London, England — Yesterday, the International Paralympic Committee (IPC) held their first formal press conference as part of the 2012 Summer Paralympics. Approximately 60 media representatives attended and had the opportunity to ask questions of Craig Spence, IPC President Philip Craven, Chairman of the London Organizing Committee of the Olympic and Paralymic Games (LOCOG) Sebastian Coe, and LOCOG Director of Communications and Public Affairs Jackie Brock-Doyle following a short speech on the history of the Paralympic Games.

The reporters asked a variety of questions. A British journalist asked about having ATOS as a sponsor given the negative history the business has had with disability services in the country. The IPC responded by saying this is an issue that should be taken up by the relevant British government agency.

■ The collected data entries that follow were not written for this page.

PR #417, opened 2026-05-13
perf(indexer): group swap trading limit effects

chapati23:
## Summary
- Add a pool-level `poolTradingLimits` effect that reads both FPMM token trading-limit states under one Envio effect envelope.
- Update `FPMM.Swap` preload and processing paths to use the grouped effect, keeping authoritative at-block reads while reducing hot-path effect scheduling from two effect calls per swap to one.

## What this PR changes
The swap handler still persists the same `TradingLimit` rows and `Pool.limitStatus` fields. The only behavior change is the effect envelope used to fetch token0/token1 trading limits during replay.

A Wikinews reporter asked if the high cost of technology for participating in disability sport at the elite level would leave Oceania, Asia, and Africa behind. Craven said historically, the IPC has worked on increasing disability sport participation; they were now working on changing that to developing disability sport around the world. He highlighted efforts by the IPC to bring down the cost of wheelchairs and prostheses as these are sporting equipment for participation in disability sport. He also said they had donated 4,000 wheelchairs to help spread disability sport.

A Canadian journalist from the Vancouver Sun asked about the lack of substantial coverage of the Games in North America. Craven responded by saying he was disappointed by United States coverage and the IPC has been aware of the problem for years. He contrasted the situation in the United States with France, where the public successfully put pressure on the rights-holding network to improve the coverage of the Games.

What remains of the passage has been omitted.